A class holds an invariant. The invariant is established by the constructor. However, in many situations it's useful to have a view of the representation state of the object (which you can transmit over network or save to a file - DTO if you prefer). REST is best done in terms of an AggregateType. This is especially true if you're const correct. Consider:

struct QuadraticEquationState {
   const double a;
   const double b;
   const double c;

   // named ctors so aggregate construction is available,
   // which is the default usage pattern
   // add your favourite ctors - throwing, try, cps
   static QuadraticEquationState read(std::istream& is);
   static std::optional<QuadraticEquationState> try_read(std::istream& is);

   template<typename Then, typename Else>
   static std::common_type<
             decltype(std::declval<Then>()(std::declval<QuadraticEquationState>()),
             decltype(std::declval<Else>()())>::type // this is just then(qes) or els(qes)
   if_read(std::istream& is, Then then, Else els);
};

// this works with QuadraticEquation as well by default
std::ostream& operator<<(std::ostream& os, const QuadraticEquationState& qes);

// no operator>> as we're const correct.
// we _might_ (not necessarily want) operator>> for optional<qes>
std::istream& operator>>(std::istream& is, std::optional<QuadraticEquationState>);

struct QuadraticEquationCache {
   mutable std::optional<double> determinant_cache;
   mutable std::optional<double> x1_cache;
   mutable std::optional<double> x2_cache;
   mutable std::optional<double> sum_of_x12_cache;
};

class QuadraticEquation : public QuadraticEquationState, // private if base is non-const
                          private QuadraticEquationCache {
public:
   QuadraticEquation(QuadraticEquationState); // in general, might throw
   QuadraticEquation(const double a, const double b, const double c);
   QuadraticEquation(const std::string& str);
   QuadraticEquation(const ExpressionTree& str); // might throw
}

At this point, you might just store collections of cache in containers and look it up on construction. Handy if there's some real processing. Note that cache is part of the QE: operations defined on the QE might mean the cache is partially reusable (e.g., c does not affect the sum); yet, when there's no cache, it's worth to look it up.

Private inheritance can almost always modelled by a member (storing reference to the base if needed). It's just not always worth it to model that way; sometimes inheritance is the most efficient representation.

Solution 14 - C++

Just because C++ has a feature, doesn't mean it's useful or that it should be used.

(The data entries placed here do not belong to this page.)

PR #3351, opened 2024-12-06
man: Note semantics combining `root.transient` with `composefs.enabled`

cgwalters:
It's all quite confusing having to reason about both the pre-composefs ostree and the composefs version. But hopefully soon we more firmly leave behind that first legacy.


ruihe774:
Line 124 also needs to be modified:
> with the upper directory being a hidden directory (in the underlying system root filesystem) that will persist across reboots by default.

cgwalters:
> Line 124 also needs to be modified:
Thanks! Indeed. And now that I look more closely we actually just error out with `root.transient` when composefs isn't enabled; I think the doc was written about an earlier version and then we backed out of that.

Reworded this entirely.

jeckersb (approved):

Issue #2867, opened 2023-05-30
ex-integrity.composefs: Tracking issue


cgwalters:
# composefs/ostree (and beyond)

## Background

A key design goal of ostree at its creation was to not require any new functionality in the Linux kernel.  The baseline mechanisms of hard links and read-only bind mounts suffice to manage views of read-only filesystem trees.

However, for Docker and then podman, `overlayfs` was created to more efficiently support copy-on-write semantics - also crucially, overlayfs is a *layered* filesystem; it can work with any underlying (modern) Linux filesystem as a backend.

More recently, [composefs](https://github.com/containers/composefs) was created which builds on overlayfs with more integrity features.  This tracking issue is for the integration of composefs and ostree.

## System integrity

ostree does not provide significant support for truly immutable system state; a simple `mount -o remount,rw /usr` will allow direct persistent modification of the underlying files.

There is `ostree fsck`, but this is inefficient and manual, and further still today does not cover the checked-out deployment roots (so e.g. newly added binaries in the deployment root aren't found).

### Accidental damage protection

It is important to ostree to support "user owns machine" scenarios, where the user is root on their own computer and must have the ability to make persistent changes.

But it's still useful to have stronger protection against *accidental* damage.  Due to the way composefs works using [fs-verity](https://www.kernel.org/doc/html/next/filesystems/fsverity.html), a simple `mount -o remount,rw` can no longer silently modify files.  First, the mounted `composefs` is always read-only; there is no write support in composefs.  Access to the distinct underlying persistent root filesystem can be more strongly separated and isolated.

### Support for "sealed" systems

It's however also desirable to support a scenario where an organization wants to produce computing devices that are "sealed" to run only code produced (or signed) by that organization.  These devices should not support persistent unsigned code.

ostree does not have strong support for this model today, and composefs should fix it.

## Phase 0: Basic integration (experimental)

In this phase, we will land [an outstanding pull request](https://github.com/ostreedev/ostree/pull/2640) which adds basic integration that enables booting a system using composefs as a root filesystem.  In this phase, a composefs image is *dynamically created* on the client using the ostree metadata.

This has already led us to multiple systems integration issues.  So far, all tractable.

- https://github.com/coreos/fedora-coreos-config/pull/2404

A good milestone to mark completion of this phase is landing a CI configuration to ostree which builds and deploys a system using composefs, and verifies it can be upgraded.

In this phase, there is no direct claimed support for "sealed" systems (i.e. files are not necessarily signed).

[...]

PR #3353, opened 2024-12-11
libostree/deploy: enable composefs by default

jlebon:
The composefs libostree integration has been supported for a while now
and is actively in use in various ostree/bootc-based systems. Let's
turn it on by default.

This has no effect if composefs support is not compiled in. Note also
that this does not change the default value of the `composefs.enabled`
tristate to `true`. The default is still `maybe`, but the deploy API
will now also create composefs images for `maybe`.

The reason for doing it this way is so that systems upgrading from
old libostree versions (which may either not have composefs support or
may have composefs-related bugs) will still be able to upgrade and not
trip `ostree-prepare-root` in the new deployment (which allows missing
composefs images for `maybe`).

We may in the future change the default value to `true`.

See also: https://github.com/ostreedev/ostree/issues/2867

### DIFF
--- a/src/libostree/ostree-sysroot-deploy.c
+++ b/src/libostree/ostree-sysroot-deploy.c
@@ -640,9 +640,6 @@ checkout_deployment_tree (OstreeSysroot *sysroot, OstreeRepo *repo, OstreeDeploy
   if (!glnx_opendirat (osdeploy_dfd, checkout_target_name, TRUE, &ret_deployment_dfd, error))
     return FALSE;
 
-  guint64 composefs_start_time = 0;
-  guint64 composefs_end_time = 0;
-#ifdef HAVE_COMPOSEFS
   /* TODO: Consider changing things in the future to parse the deployment config from memory, and
    * if composefs is enabled, then we can check out in "user mode" (i.e. only have suid binaries
    * enabled in composefs, etc.)
@@ -667,6 +664,10 @@ checkout_deployment_tree (OstreeSysroot *sysroot, OstreeRepo *repo, OstreeDeploy
   g_debug ("composefs enabled by config: %d repo: %d", composefs_enabled, repo->composefs_wanted);
   if (repo->composefs_wanted == OT_TRISTATE_YES)
     composefs_enabled = repo->composefs_wanted;
+
+  guint64 composefs_start_time = 0;
+  guint64 composefs_end_time = 0;
+#ifdef HAVE_COMPOSEFS
   if (composefs_enabled != OT_TRISTATE_NO)
     {
       composefs_start_time = g_get_monotonic_time ();
@@ -694,6 +695,9 @@ checkout_deployment_tree (OstreeSysroot *sysroot, OstreeRepo *repo, OstreeDeploy
     }
   else
     g_debug ("not using composefs");
+#else
+  if (composefs_enabled == OT_TRISTATE_YES)
+    return glnx_throw (error, "composefs: enabled at runtime, but support is not compiled in");
 #endif
 
   *checkout_elapsed = (checkout_end_time - checkout_start_time);
--- a/src/libostree/ostree-sysroot-deploy.c
+++ b/src/libostree/ostree-sysroot-deploy.c
@@ -667,7 +667,7 @@ checkout_deployment_tree (OstreeSysroot *sysroot, OstreeRepo *repo, OstreeDeploy
   g_debug ("composefs enabled by config: %d repo: %d", composefs_enabled, repo->composefs_wanted);
   if (repo->composefs_wanted == OT_TRISTATE_YES)
     composefs_enabled = repo->composefs_wanted;
-  if (composefs_enabled == OT_TRISTATE_YES)
+  if (composefs_enabled != OT_TRISTATE_NO)
     {
       composefs_start_time = g_get_monotonic_time ();
       // TODO: Clean up our mess around composefs/fsverity...we have duplication
--- a/tests/admin-test.sh
+++ b/tests/admin-test.sh
@@ -71,9 +71,10 @@ assert_not_file_has_content status.txt "pending"
 assert_not_file_has_content status.txt "rollback"
 validate_bootloader
 
-# Someday probably soon we'll turn this on by default, but for now
-if test -f sysroot/ostree/deploy/testos/deploy/*.0/.ostree.cfs; then
-    fatal "found composefs unexpectedly"
+if has_ostree_feature composefs; then
+    if ! test -f sysroot/ostree/deploy/testos/deploy/*.0/.ostree.cfs; then
+        fatal "missing composefs"
+    fi
 fi
 
 # Test the bootable and linux keys
--- a/tests/test-admin-deploy-composefs.sh
+++ b/tests/test-admin-deploy-composefs.sh
@@ -26,14 +26,32 @@ skip_without_ostree_feature composefs
 # Exports OSTREE_SYSROOT so --sysroot not needed.
 setup_os_repository "archive" "syslinux"
 
+# check disablement
 cd osdata
 mkdir -p usr/lib/ostree
 cat > usr/lib/ostree/prepare-root.conf << 'EOF'
 [composefs]
+enabled=false
+EOF
+cd -
+
+${CMD_PREFIX} ostree --repo=${test_tmpdir}/testos-repo commit --add-metadata-string version=1.composefs -b testos/buildmain/x86_64-runtime osdata
+${CMD_PREFIX} ostree --repo=sysroot/ostree/repo pull-local --remote=testos testos-repo testos/buildmain/x86_64-runtime
+
+${CMD_PREFIX} ostree admin deploy --os=testos --karg=root=LABEL=foo --karg=testkarg=1 testos:testos/buildmain/x86_64-runtime
+if test -f sysroot/ostree/deploy/testos/deploy/*.0/.ostree.cfs; then
+    fatal "found composefs unexpectedly"
+fi
+
+# check explicit enablement
+cd osdata
+cat > usr/lib/ostree/prepare-root.conf << 'EOF'
+[composefs]
 enabled=true
 EOF
-${CMD_PREFIX} ostree --repo=${test_tmpdir}/testos-repo commit --add-metadata-string version=1.composefs -b testos/buildmain/x86_64-runtime
 cd -
+
+${CMD_PREFIX} ostree --repo=${test_tmpdir}/testos-repo commit --add-metadata-string version=1.composefs -b testos/buildmain/x86_64-runtime osdata
 ${CMD_PREFIX} ostree --repo=sysroot/ostree/repo pull-local --remote=testos testos-repo testos/buildmain/x86_64-runtime
 
 ${CMD_PREFIX} ostree admin deploy --os=testos --karg=root=LABEL=foo --karg=testkarg=1 testos:testos/buildmain/x86_64-runtime


jlebon:
Haven't tested this yet.

jlebon:
OK so after looking at this a bit more, this doesn't quite do what I thought. I was planning to use `enabled = maybe` in the config file, but `maybe` is already the default value if it's missing. So this has a much larger impact; i.e. all libostree clients with composefs compiled in and no config specified would now start creating and mounting composefs images. Which... maybe it has baked enough now? But we'd need to raise awareness.

If we don't think we're ready for that, then we might need another config knob to express what we want here.

cgwalters:
>  If you're compiling libostree today with composefs enabled, then you're already tracking this tech and possibly using it already. 

Maybe. I think it's probably fine to do that change and release note it heavily, but it *is* a semantic change.

>Without this, it's hard to have new nodes use composefs while still allowing old nodes with ancient libostree to upgrade to the same image (without composefs).

That said, how does patching the *current* ostree help at all for this problem? Unless we back port this patch to y-stream branches...but I dunno, that seems like a big task to do.

I think we need to investigate instead fixing this up post-deploy pre-reboot via code execution which we're already tracking in other venues (e.g. the discussions of using `podman run <target image> bootc install`) which already give us a way to ensure we're running the *new* OS image.

cgwalters (changes requested):
Marking as requested changes just to signal it's reviewed

cgwalters:
If we were to try to cherry pick this patch to older releases, it'd definitely also want https://github.com/ostreedev/ostree/pull/3326/commits/a6d07b6cc3a6030307c6e29aaf33944ff0ad8c8b for example

jlebon:
> > If you're compiling libostree today with composefs enabled, then you're already tracking this tech and possibly using it already.
> 
> Maybe. I think it's probably fine to do that change and release note it heavily, but it _is_ a semantic change.

OK cool, I'll test it in earnest. Definitely at least some tests need to be adjusted it seems.

> > Without this, it's hard to have new nodes use composefs while still allowing old nodes with ancient libostree to upgrade to the same image (without composefs).
> 
> That said, how does patching the _current_ ostree help at all for this problem? Unless we back port this patch to y-stream branches...but I dunno, that seems like a big task to do.

Backporting is not necessary.

With this patch, the node eventually converges to composefs enabled. The first upgrade to an image which has this patch will not have composefs. The second upgrade starting from this patch and onward will.

> I think we need to investigate instead fixing this up post-deploy pre-reboot via code execution

For the OCP/OKD case, we clearly need to eventually be able to just assume that composefs is on to unblock other feature work that rely on it. There's indeed workarounds we could do (though actually with this patch, one workaround is just redeploy the same commit after updating) though we're also close I think to be able to addressing the old bootimages problem which would just solve... so much. At least until then, we can get the hardening benefits of composefs.

travier:
> With this patch, the node eventually converges to composefs enabled. The first upgrade to an image which has this patch will not have composefs. The second upgrade starting from this patch and onward will.

If I understand correctly, this means that we do not explicitly enable composefs on RHCOS yet but any system that updates using an ostree with this code will start using composefs?

travier:
Hum, I'm just realizing that we might need this for the Atomic Desktops as well and now I don't understand how we could make it work in Fedora CoreOS anymore without this 😕

cgwalters:
The more I think about this the more I lean towards trying to cleanly split "generate" vs "consume".


Today `composefs = maybe` is not really different from `composefs = no` right? So maybe the cleanest is the default for composefs is set to `no` in the code, but if composefs is compiled in we default to generating a composefs unconditionally.

jlebon:
> If I understand correctly, this means that we do not explicitly enable composefs on RHCOS yet but any system that updates using an ostree with this code will start using composefs?

Yeah, exactly. RHCOS would ship with `enabled = maybe` for now.

> Hum, I'm just realizing that we might need this for the Atomic Desktops as well and now I don't understand anymore how we could make it work in Fedora CoreOS without this 😕

It worked in FCOS because the previous version has new enough libostree. FCOS has periodic barriers. Upgrade tests would've hit this if it weren't covered by one of the existing barriers. It _should_ equally work in the Atomic Desktops given that we require that nodes go through every major at least once.

> So maybe the cleanest is the default for composefs is set to `no` in the code, but if composefs is compiled in we default to generating a composefs unconditionally.

I'm OK with that. If we do that, then we should also make the deploy logic match the `ostree-prepare-root` logic where we always parse the config and correctly error out if composefs is not compiled in but is enforced.

jlebon:
> If we do that, then we should also make the deploy logic match the `ostree-prepare-root` logic where we always parse the config and correctly error out if composefs is not compiled in but is enforced.

Hmm, based on https://github.com/ostreedev/ostree/blob/7daeaa2311abb813003151f4abcb2e02cf8f0315/src/libostree/ostree-sysroot-deploy.c#L657-L658 I think that was an unintended gap in the current code. Will fix!

jlebon:
Updated!

cgwalters:
But won't this cause the opposite problem where we will just bomb out on upgrades because the new prepare-root won't find a composefs for systems that didn't have it configured on previously?

jlebon:
> But won't this cause the opposite problem where we will just bomb out on upgrades because the new prepare-root won't find a composefs for systems that didn't have it configured on previously?

I think you're right.

So... I think we either have to leave the default on `maybe` (but still change the deploy threshold down to `maybe`), or add a new knob to control the deploy and ostree-prepare-root behaviours separately?

cgwalters:
Wouldn't https://github.com/ostreedev/ostree/pull/3353?new_mergebox=true#issuecomment-2541751214 work?

jlebon:
> Wouldn't [my previous suggestion](https://github.com/ostreedev/ostree/pull/3353?new_mergebox=true#issuecomment-2541751214) work?

Gotcha, I had misunderstood your suggestion.

Hmm... it's confusing though that we'd still be generating composefs images even if it's been explicitly turned off. I feel like this is quite close to the `maybe` suggestion, but goes one step further than it needs to and lowers the creation threshold to `no`?

Another way to look at the `maybe` approach I think is that it makes the deploy and mount logic consistent. The mount logic is "if the composefs image is available, then mount it" and the deploy logic becomes "if composefs is available, then generate it". This is also closer to the usual semantic of `maybe`.

src/libotcore/otcore-prepare-root.c
```diff
@@ -27,6 +27,12 @@
 // The kernel argument to configure composefs
 #define CMDLINE_KEY_COMPOSEFS "ostree.prepare-root.composefs"
 
+#ifdef HAVE_COMPOSEFS
+#define COMPOSEFS_TRISTATE_DEFAULT_VALUE OT_TRISTATE_YES
```
cgwalters, line 31: This still needs to change back to `OT_TRISTATE_MAYBE` right?

jlebon:
Updated this now but haven't tested it yet!

jlebon:
OK yup, can confirm this allows ratcheting from older libostree versions. :heavy_check_mark:

```
$ cosa run --qemu-image /srv/imgs/rhcos-412.86.202412161907-0-qemu.x86_64.qcow2
[root@cosa-devsh ~]# rpm-ostree rebase --experimental ostree-unverified-image:oci-archive:$(ls /mnt/workdir/builds/latest/x86_64/*.ociarchive)
[root@cosa-devsh ~]# ls -la /ostree/deploy/rhcos/deploy/*/.*.cfs
ls: cannot access '/ostree/deploy/rhcos/deploy/*/.*.cfs': No such file or directory
[root@cosa-devsh ~]# reboot
[root@cosa-devsh ~]# rpm-ostree status -v
State: idle
AutomaticUpdates: disabled
Deployments:
● ostree-unverified-image:oci-archive:/mnt/workdir/builds/latest/x86_64/scos-9.202412171851-0-ostree.x86_64.ociarchive (index: 0)
                   Digest: sha256:24eef5695d7c95bf07219093c8f6183596fe3b4144af38d673b8ebc7fe88ec2e
                  Version: 9.202412171851-0 (2024-12-17T18:55:00Z)
                   Commit: 35341846a7951dd16124f50a068c4e0d5cfc47d854fbc8ad7efedeb93c8867c9
                   Staged: no
                StateRoot: rhcos

  a99301b69bcdc27b5dba71aa103fdfd896e6ceb1345db9a108a4ee90b113bcd2 (index: 1)
                  Version: 412.86.202412161907-0 (2024-12-16T19:11:04Z)
                   Commit: a99301b69bcdc27b5dba71aa103fdfd896e6ceb1345db9a108a4ee90b113bcd2
                           ├─ rhel-8.6-appstream (2024-12-16T18:35:25Z)
                           ├─ rhel-8.6-baseos (2024-12-11T00:13:42Z)
                           ├─ rhel-8.6-fast-datapath (2024-12-10T00:08:42Z)
                           └─ rhel-8.6-server-ose-4.12 (2024-12-16T19:04:04Z)
                StateRoot: rhcos
[root@cosa-devsh ~]# rpm-ostree rebase :35341846a7951dd16124f50a068c4e0d5cfc47d854fbc8ad7efedeb93c8867c9
[root@cosa-devsh ~]# ls -la /ostree/deploy/rhcos/deploy/*/.*.cfs                                                                                                                                                                                                                                                            
-rw-r--r--. 1 root root 5849088 Dec 17 18:56 /ostree/deploy/rhcos/deploy/35341846a7951dd16124f50a068c4e0d5cfc47d854fbc8ad7efedeb93c8867c9.1/.ostree.cfs
[root@cosa-devsh ~]# reboot
[core@cosa-devsh ~]$ findmnt /
TARGET SOURCE    FSTYPE  OPTIONS
/      composefs overlay ro,relatime,seclabel,lowerdir=/run/ostree/.private/cfsroot-lower::/sysroot/ostree/repo/objects,redirect_dir=on,metacopy=on
```

cgwalters (approved):

travier:
This will likely impact Fedora IoT & RHEL 4 Edge as well cc @pcdubs

cgwalters:
In conversations here we should start trying to use terms like "generated" vs "runtime enabled" instead of just "enabled" - a root problem here is we're conflating those two things with the single flag right now.

Hmmm...you're trying to avoid having composefs runtime-enabled for stable releases just because ostree updated? That makes sense if so.

The simplest thing that comes to mind here is we can just unconditionally always generate the composefs blob, even if `composefs = no`. It doesn't have a large cost.

Then the flag becomes purely about runtime state, which is far easier to reason about.

travier:
> In conversations here we should start trying to use terms like "generated" vs "runtime enabled" instead of just "enabled" - a root problem here is we're conflating those two things with the single flag right now.

👍🏻

> Hmmm...you're trying to avoid having composefs runtime-enabled for stable releases just because ostree updated? That makes sense if so.

Yes

> The simplest thing that comes to mind here is we can just unconditionally always generate the composefs blob, even if `composefs = no`. It doesn't have a large cost.
> 
> Then the flag becomes purely about runtime state, which is far easier to reason about.

Sounds good to me.

> EDIT: If we go that route though, it would mean that people who _don't_ set the composefs configuration would actually switch to be enabled. I think that's probably fine per discussion previously; people who don't want composefs at all for custom OSes can already compile it out, and they can also set the runtime config.

👍🏻

cgwalters:
:arrow_right: https://github.com/ostreedev/ostree/pull/3366

cgwalters:
In the intermediate time though, I think we should *also* start telling everyone who doesn't want composefs to explicitly disable it in their base images.

Obviously the goal of https://github.com/ostreedev/ostree/pull/3366 is to be compatible, and I think we'll do that, but maybe at some point in the future we do push for it to be on by default.

PR #3354, opened 2024-12-16
prepare-root: Add composefs.enabled=verity

ruihe774:
In the current implementation, a composefs deploy is either:
- signed by key and verified by fs-verity, or
- not signed and not verified.

This PR adds a new supported value `verity` to `composefs.enabled`, which:
- requires the composefs to be verified by fs-verity;
- does not require it to be signed.

The idea is that:
- If we do not specify `LCFS_MOUNT_FLAGS_REQUIRE_VERITY` (the underlying of which is `verity=require` when mounting overlayfs), overlayfs does not verify file data even if fs-verity digests are present in the image.
- It is difficult and troublesome to have the ostree commit signed in some circumstances. For example, when deploying with custom layering.
- In some cases, the integrity of the composefs image is already protected by other mechanisms, for example EVM. It is not necessary to verify the image by a key, but it is still necessary to verify file data referenced by the image using fs-verity to protect file integrity from disk corruption.

### DIFF
--- a/src/switchroot/ostree-prepare-root.c
+++ b/src/switchroot/ostree-prepare-root.c
@@ -452,9 +452,14 @@ main (int argc, char *argv[])
           expected_digest = g_malloc (OSTREE_SHA256_STRING_LEN + 1);
           ot_bin2hex (expected_digest, cfs_digest_buf, g_variant_get_size (cfs_digest_v));
 
+          g_assert (composefs_config->require_verity);
           cfs_options.flags |= LCFS_MOUNT_FLAGS_REQUIRE_VERITY;
           g_print ("composefs: Verifying digest: %s\n", expected_digest);
           cfs_options.expected_fsverity_digest = expected_digest;
+        }
+      else if (composefs_config->require_verity)
+        {
+          cfs_options.flags |= LCFS_MOUNT_FLAGS_REQUIRE_VERITY;
         }
 
       if (lcfs_mount_image (OSTREE_COMPOSEFS_NAME, TMP_SYSROOT, &cfs_options) == 0)
--- a/docs/composefs.md
+++ b/docs/composefs.md
@@ -47,11 +47,6 @@ before the content of a file in the mounted composefs is read,
 the integrity of its backing OSTree object in `/ostree/repo/objects` is validated by the digest stored in `.ostree.cfs`.
 This can ensure the integrity of the "backing store".
 
-The digests in `.ostree.cfs` are read from fsverity digests of OSTree objects when deploying.
-It is necessary to ensure all OSTree objects referenced have digests stored in `.ostree.cfs`.
-This can be achieved when [committing](#injecting-composefs-digests),
-or you have to set `ex-integrity.fsverity` to `true` for the OSTree repo.
-
 ### Injecting composefs digests
 
 When generating an OSTree commit, there is a CLI switch `--generate-composefs-metadata`
--- a/docs/composefs.md
+++ b/docs/composefs.md
@@ -40,6 +40,18 @@ and specify an Ed25519 public key to validate the booted commit.
 
 See the manpage for `ostree-prepare-root` for details of how to configure it.
 
+### Integrity of backing OSTree objects
+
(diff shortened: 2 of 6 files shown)


src/switchroot/ostree-prepare-root.c
```diff
@@ -449,12 +449,19 @@ main (int argc, char *argv[])
           if (!cfs_digest_buf)
             errx (EXIT_FAILURE, "Failed to query digest: %s", error->message);
 
-          expected_digest = g_malloc (OSTREE_SHA256_STRING_LEN + 1);
-          ot_bin2hex (expected_digest, cfs_digest_buf, g_variant_get_size (cfs_digest_v));
+          if (composefs_config->require_verity)
```
cgwalters, line 452: I'm confused by this change which is underneath `if is_signed` which always implies `require_verity` right? 

I think I'd just add a `g_assert (composefs_config->require_verity)` here instead or so.

cgwalters (changes requested):
ACK to the overall idea though the way I'd describe this is more "external signing". One thing I could imagine doing here is checking if a stamp file like `/run/ostree/composefs-signed` or so is present, then we skip our own signature checks and assume that an external systemd unit that ran before this code executed.

cgwalters (commented):
Thanks, looks sane. Can you also update `man/ostree-prepare-root.xml`?

ruihe774:
> One thing I could imagine doing here is checking if a stamp file like /run/ostree/composefs-signed or so is present, then we skip our own signature checks and assume that an external systemd unit that ran before this code executed.

I think it's a bit of complicated and over-designed. If we do that, the "external" verification tool needs to explicitly cooperate with ostree and write the stamp file, or the end user needs to write a custom systemd service and add it to initramfs, which is troublesome.

ruihe774:
> Can you also update `man/ostree-prepare-root.xml`?

Done. PTAL.

cgwalters (approved):
Looks good!

Our CI just fell over, I filed https://github.com/ostreedev/ostree/pull/3356 to get some things fixed and I think we need to have that resolved before merging more things. But I'll get this in after that, thanks again!

champtar:
To help with upgrades, would a `verity-maybe` make sense ?

ruihe774:
> To help with upgrades, would a `verity-maybe` make sense ?

You mean setting option `verity=on` on the overlayfs mount? Unfortunately, libcompose does not support it.

It only supports either no option (equivalent to `verity=off`) or `verity=require`.

https://www.kernel.org/doc/html/latest/filesystems/overlayfs.html#fs-verity-support
https://github.com/containers/composefs/blob/2e98bef7a783a850b431273fd6928c1d5ff280f8/libcomposefs/lcfs-mount.h#L25

BTW, `LCFS_MOUNT_FLAGS_TRY_VERITY` is to try whether the kernel support the `verity` mount option, not to try whether fs-verity is enabled.

To upgrade, you can simply enable fs-verity for all files under `repo/objects` (There are existing tools to do that) before you deploy with `composefs.enabled=verity`.

allisonkarlitskaya:
I'm late to the party here but is it too late to change the option?  Before this change, afaik, all options were boolean and the config file was effectively toml.  This takes us into a somewhat more freeform direction.... probably ini-ish.... that might make things more difficult in the future if we want to add more advanced features.

Something more like

```toml
[composefs]
enable=true
verity=true
```

instead?

cgwalters:
> This takes us into a somewhat more freeform direction.... probably ini-ish

It's always been ini, we've parsed using GKeyFile; and especially booleans in ini/GKeyFile accept values like "yes/no" and "0/1" that aren't valid in TOML. 

You're right of course regardless that it'd definitely have been cleaner to use a separate boolean for `verity=true`. (That said, `verity=true` should probably imply `enable=true` just to simplify things further) Happy to do that now too.

I'm assuming you're asking this because you want to reimplement it in composefs-rs, but note there is already Rust code in bootc that's parsing this too, and I did have to adjust it for this in e.g. https://github.com/bootc-dev/bootc/commit/06933ed3a2b069bad1f9a002452e2e025a48c0ba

I'd say you shouldn't use it at all.

If you're using it anyway, well, you're basically violating encapsulation, and lowering cohesion. You're putting data in one class, and adding methods that manipulates the data in another one.

Like other C++ features, it can be used to achieve side effects such as sealing a class (as mentioned in dribeas' answer), but this doesn't make it a good feature.